A data scientist says: 'We can't use least squares regression here — our residuals clearly aren't normally distributed.' Is this objection valid?
AYes — least squares is only mathematically valid when errors follow a normal distribution
BYes — without normality, the slope and intercept formulas give different results
CNo — least squares gives the minimum sum of squared residuals regardless of the error distribution; normality is only needed for certain inferential guarantees like confidence intervals
DNo — least squares is always optimal regardless of the error distribution, so normality never matters
This is the central misconception about least squares: many students believe normality is a prerequisite for using it at all. In fact, the least squares criterion (minimize Σ(yᵢ − ŷᵢ)²) is a purely geometric/algebraic optimization that holds for any distribution of errors. Normality is only required for stronger statistical guarantees: specifically, that the estimates are BLUE (Best Linear Unbiased Estimator) in the Gauss-Markov sense, and for constructing exact t-tests and F-tests. The fit itself is valid without normality.

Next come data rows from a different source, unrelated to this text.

PR #207, opened 2018-03-28
merge dev 0.6 (transactions 2.0) into master

GlenDC:
don't squash


api/wallet.go
```diff
@@ -57,10 +58,25 @@ type (
 		PrimarySeed string `json:"primaryseed"`
 	}
 
+	// WalletTransactionPOST contains the unlockhash and amount of money to send,
+	// during a POST call to /wallet/transaction, funding the output,
+	// using available inputs in the wallet.
+	WalletTransactionPOST struct {
+		UnlockHash types.UnlockHash `json:"unlockhash"`
+		Amount     string           `json:"amount"`
```
LeeSmet: wouldn't it be possible to change the type of `Amount` to `types.Currency`? Since that type already implements the JSON marshaller interface.

api/wallet.go
```diff
@@ -293,6 +316,53 @@ func (api *API) walletSeedsHandler(w http.ResponseWriter, req *http.Request, _ h
...
+}
+
+// walletTransactionCreateHandler handles API calls to POST /wallet/transaction.
+func (api *API) walletTransactionCreateHandler(w http.ResponseWriter, req *http.Request, _ httprouter.Params) {
+	var body WalletTransactionPOST
+	if err := json.NewDecoder(req.Body).Decode(&body); err != nil {
+		WriteError(w, Error{"error decoding the supplied transaction output: " + err.Error()}, http.StatusBadRequest)
+		return
+	}
+	amount, ok := scanAmount(body.Amount)
```
LeeSmet: related to previous comment, this check could maybe be avoided if we decode directly into a `types.Currency` ?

Question 2 Multiple Choice
Why does least squares minimize the sum of *squared* residuals rather than, say, the sum of absolute residuals?
ASquaring residuals is required by the central limit theorem
BSquaring ensures all residuals are positive so they don't cancel out
CSquaring yields a smooth, differentiable objective function with a unique closed-form solution, and it penalizes large deviations more heavily than small ones
DSquared residuals correspond exactly to the variance of the errors, which makes the estimator unbiased
Squaring residuals does make them positive, but that's not the main reason — absolute values also achieve this. The key advantages of squaring are: (1) the squared-loss function is differentiable everywhere, allowing calculus to yield closed-form solutions for slope and intercept; (2) it penalizes large deviations much more heavily than small ones (the penalty grows quadratically), making it sensitive to outliers. This is both an advantage (it 'notices' big errors) and a drawback (a single outlier can pull the line dramatically). Absolute-value loss (leading to least absolute deviations regression) gives a more robust fit but lacks a closed-form solution.
Question 3 True / False
A regression model with R² = 0.95 is expected to make accurate predictions for new observations drawn from the same population.
TTrue
FFalse
Answer: False
High R² means the model explains a large proportion of the variance in the *training data*, but this does not guarantee accurate predictions on new data. The model could be overfitting (capturing noise specific to the sample), the new observations might fall outside the range of training data (extrapolation failure), or the relationship might not hold in new contexts. R² is a measure of in-sample fit, not predictive accuracy. Cross-validation or out-of-sample testing is the correct way to assess predictive performance.
Question 4 True / False
Least squares estimates are particularly sensitive to outliers because the squaring of residuals causes large deviations to contribute disproportionately to the objective function.
TTrue
FFalse
Answer: True
Squaring amplifies large residuals: a residual of 10 contributes 100 to the objective; a residual of 2 contributes only 4. This means the optimizer is driven heavily by a few extreme observations. A single outlier with a large residual can pull the estimated regression line substantially toward it, distorting both slope and intercept. This is a direct consequence of the squared-loss criterion — it is not a bug in the implementation but a mathematical property of the objective being minimized.
Question 5 Short Answer
Explain why minimizing squared residuals rather than absolute residuals is a deliberate design choice with real consequences, not just an arbitrary convention.
Think about your answer, then reveal below.
Model answer: Squaring makes the objective differentiable everywhere, enabling closed-form analytical solutions for slope and intercept via calculus (setting derivatives to zero). Absolute value is not differentiable at zero, requiring iterative numerical methods. Squaring also weights large errors more heavily, which is desirable when you want the line to be pulled toward points that would otherwise be badly fit — but also means outliers have outsized influence. The choice between squared and absolute loss is a tradeoff: squared loss is computationally tractable and sensitive to large errors; absolute loss is more robust to outliers but harder to minimize analytically.
Understanding this tradeoff is essential for applied statistics. When data have occasional extreme values (e.g., income data, sensor errors), least absolute deviations (LAD) regression may be preferable. When errors are well-behaved and computational efficiency matters, ordinary least squares is the standard choice. The squared-loss convention is not incidental — it shapes which observations dominate the fit and which properties the estimator has.